Chronique

Joëlle Léandre

Entretiens avec F. Médioni

A Voix Basse, petit livre passionnant de la collection « Paroles », aux éditions mf, nous livre une série d’entretiens très récents de la contrebassiste Joëlle Léandre avec le journaliste et producteur à France Musique Frank Médioni.

Véritable « pasionaria de la musique improvisée », Léandre s’est toujours battue contre les préjugés de toutes sortes : rangée dans la catégorie des musiciens sans concession pour son approche spontanée du geste musical, elle s’est imposée toute jeune au sein de la sphère contemporaine. Travailleuse acharnée, elle a su faire accepter sa conception de la contrebasse : elle a expérimenté l’improvisation la plus radicale et s’est frottée aux autres disciplines (théâtre, chant, danse, écriture, poésie) avec une séduisante « folie ». Son parcours est unique en son genre. Ce qu’elle a pris au jazz, c’est son esprit de liberté et d’aventure, une « jazz attitude » plus que des formes particulières ou des codes établis.

Comme le souligne le compositeur Philippe Fénelon dans la préface, la contrebassiste, qui revient ici sur son parcours, « met de l’ordre dans ses errances, décrivant avec lucidité les expériences qui lui serviront de bagage pour transmettre son savoir ». En sept chapitres, À voix basse revisite l’apprentissage (« Sons/Leçons ») au conservatoire d‘Aix-en-Provence, sa ville natale, puis au Conservatoire National Supérieur de Paris dont elle sortira avec un Premier prix. Dans le chapitre « Base/ Basse », elle reconnaît avoir vécu plusieurs handicaps, dont celui d’être une femme, et d’avoir choisi la contrebasse, instrument ingrat, mal aimé des compositeurs, relégué à l’écart dans les orchestres classiques (on ne le sait vraiment que depuis le délicieux monologue de Patrick Süskind). La contrebasse n’exulte vraiment que dans le jazz ou le contemporain.

Joëlle Léandre évoque aussi sa découverte du jazz via un disque de Slam Stewart qui, déjà, chantait tout en jouant, puis raconte son départ précoce vers l’Ouest, où elle rencontre John Cage et Derek Bailey.

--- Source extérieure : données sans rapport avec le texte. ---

PR #3750, opened 2020-09-02
iATS Payments: Pass email address outside of the billing address scope

naashton:
Give ability to pass customer details outside of the scope of the
billing address

CE-795

Unit: 18 tests, 178 assertions, 0 failures, 0 errors, 0 pendings, 0 omissions, 0 notifications
100% passed

Remote: 14 tests, 61 assertions, 0 failures, 0 errors, 0 pendings, 0 omissions, 0 notifications
100% passed

### DIFF
--- a/test/remote/gateways/remote_iats_payments_test.rb
+++ b/test/remote/gateways/remote_iats_payments_test.rb
@@ -28,6 +28,14 @@ class IatsPaymentsTest < Test::Unit::TestCase
     assert response.authorization
   end
 
+  def test_successful_purchase_with_customer_details
+    assert response = @gateway.purchase(@amount, @credit_card, @options.merge(@customer_details))
+    assert_success response
+    assert response.test?
+    assert_equal 'Success', response.message
+    assert response.authorization
+  end
+
   def test_failed_purchase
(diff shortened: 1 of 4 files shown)


meagabeth (commented):
Tests are passing! Does a unit test need to be written for this?

naashton:
In this particular case, this is a specific user case where the customer wants to be able to pass customer data at the transaction level as opposed to passing it in the billing array. That being said, adding a unit test won't hurt.

test/remote/gateways/remote_iats_payments_test.rb
```diff
@@ -66,7 +74,7 @@ def test_failed_refund
     purchase = @gateway.purchase(@amount, credit_card, @options)
     assert_success purchase
 
-    assert refund = @gateway.refund(@amount, purchase.authorization)
```
therufs, line 69: weird

therufs (approved):
lgtm; all local and remote tests pass!

test/remote/gateways/remote_iats_payments_test.rb
naashton: Super weird

PR #211, opened 2016-03-05
Create ISSUE_TEMPLATE

dzimine:
So that we ask about the right info.

What are the minimal yet good set of questions to collect?


lakshmi-kannan:
This is good to start with. Please merge this to master and v1.3 branch.

lakshmi-kannan:
It would be good to get pkg versions etc for both deb and rpm. Let me work on this PR.

PR #216, opened 2016-03-07
WIP: Revert "Merge pull request #215 from dennybaa/gunicorn-native-pidfile"

lakshmi-kannan:
## What? 

We want to freeze code to generate 1.3 packages. 

We want to revert all changes in https://github.com/StackStorm/st2-packages/pull/215/files and https://github.com/StackStorm/st2-packages/pull/192/files pertaining to st2stream service. st2 1.3 branch does not contain stream code so using these changes to build 1.3 packages of st2 would break. 

I went ahead and tried using git foo to revert Denis' and Kami's PRs. It was a disaster and wasn't easy. I had to manually eye ball and fix some stuff. I'd really appreciate if @dennybaa and @Kami can double check I reverted their changes. 

TODO

* [ ] Make sure we can still build 1.3 packages of st2 with this branch
* [ ] Wire st2 release branches to use appropriate release branch of st2-packages to build native packages E.g.: v1.3 branch of st2-packages should build v1.3 branch of st2; master of st2-packages should use master branch of st2 to build packages (1.4dev in our current case). cc: @armab will do that.
* [ ] Write a document or a script to manually kickoff package generation for specific st2 version from specific branch of st2-packages. @dennybaa: please help!


lakshmi-kannan:
Bad strategy. Let me try something else.

dennybaa:
@lakshmi-kannan  well there's no urge in reverting gunicorn sysv init fixes. Just removing of st2stream was sufficient.

The changes to packages repository might be not freezed (not used) and the correcting branches as **v1.3** are not required in the best case scenario. However **features splits like addition of stream service or maybe something** else in the future still bring us to maintain the correcting branches.

In this particular case I would not unmerge gunicorn sysv pid writing fixes and other minor fixes, since first of all they are fixes and on another hand they do not introduce anything that can break packages.
Gunicorn processing itself neither ever worked (both in sync, eventlet mode) nor working now, so changes to `DAEMON_ARGS` for services don't change anything in fact (except only my fixup - the correct pid is written by sysv init)... Better if there will be correct usage scenario figured by @Kami or somebody then just proceed with just a merge of solely that parameters.

PS: Ideally if we are not adding new services to the future releases same master branch should be used for building server releases which might be `1.4 1.5 etc`, but we'll see how it'll be in real life..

A son retour d’Amérique, elle s’adonne au free et à l’improvisation, inspirant de nouvelles partitions à John Cage bien sûr, mais aussi à Giacinto Scelsi.

Dans d’autres chapitres, qui se lisent goulûment (« Influences/Confluences », « Improvisation/Composition », « Nomade/Monade »), elle évoque le champ de la musique créative contemporaine des trente dernières années, en France et dans le monde, puisqu’elle enseigne aux USA et qu’elle est plus reconnue à l’étranger que dans son propre pays… Elle a tellement réfléchi au processus d’improvisation qu’elle mériterait, en effet, d’en être une théoricienne.

A l’aise dans les improvisations les plus débridées comme dans le contemporain le plus austère, elle s’est révélée virtuose jusqu’au bout de l’archet, impériale en solo, dès le début des années quatre-vingts. Très habile dans ses réparties avec tous ceux et celles qui l’ont accompagnée, très physique, à l’aise dans la pulsation comme dans l’exploration lyrique de la matière (sa voix, dès son premier disque, prolongeait l’instrument), partenaire des plus grands noms de la musique créative internationale, Léandre poursuit sans relâche son corps-à-corps avec la contrebasse. Ses phrases et les pages qui en résultent sont à ce sujet extrêmement précises, éclairant les limites de la création actuelle, le sectarisme en musique et le pouvoir absolu du compositeur sur l’instrumentiste. Evoquant tous les sujets importants - notamment le problème du disque et du spectacle vivant (« Sillons et microsillons ») -, cet entretien s’achève sur un point de vue plus politique, tout à fait essentiel : « Poétique/Politique ».

En refermant ce joli petit livre, on cerne mieux le personnage de Joëlle Léandre, y compris le personnage sur scène : rebelle avec raison, et de façon constructive, elle a su se taillerune place à part dans un monde artistique souvent ingrat et sans pitié. On comprend ce que peut être la vie d’artiste, et comment se construit avec acharnement, intelligence, talent et - évidemment - passion de la musique, une vraie carrière… et un beau parcours de musicienne.